The phone nearly slipped from Macau's trembling fingers. Her breath hitched, a genuine, paralyzing horror seizing her chest. Through the doorway, she could see Akira peacefully finishing her dinner.A terrifying realization settled in her gut: Kenji only struck Naea once, and for that, he is now in a coma with a severed hand. If Akira finds out what Mrs. Takahashi did—how she truly broke Naea—she won't just seek justice. She will annihilate the entire Takahashi bloodline. Mrs. Takahashi won't just face a quick death; she will face a living hell.Macau's hand trembled as she gripped the phone. She made a silent, desperate vow: I cannot let Akira know. Not a single word. She needs to remain here, free and untainted by this new darkness. Yet, despite her tactical silence, a deep, agonizing ache filled her heart for Naea. The girl had done nothing to deserve such barbarity, and the weight of keeping Naea's suffering a secret from the one person who would avenge her was almost too much for Macau to bear."Macau? Are you there?" Takshi's voice pulled her back.

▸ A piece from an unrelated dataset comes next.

PR #6728, opened 2026-09-19
One Speech2Text for both kinds of S2T checkpoint

sw005320:
Asked whether best-path CTC decoding could be handled by `Speech2Text` rather than by another variant, and whether `Speech2TextGreedySearch` could come along. It can, and this does it.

"I... I'm here," Macau whispered, her eyes fixed on Akira's silhouette. "Listen to me, Takshi. Do not—under any circumstances—let anyone else know the extent of Naea's injuries. Keep her safe. Keep her hidden. And Takshi... thank you for calling."
She ended the call, her hand shaking so violently she had to grip the wall for support. She took a deep, shuddering breath, smoothing her hair and adjusting her expression. She had to be a perfect actress. She had to protect the secret, because the alternative was a bloodbath that even Kyoto couldn't hide from.
She stepped back into the dining room, her heart aching for the girl on the glucose drip, while her mind raced to build a wall of lies around the woman sitting across from her.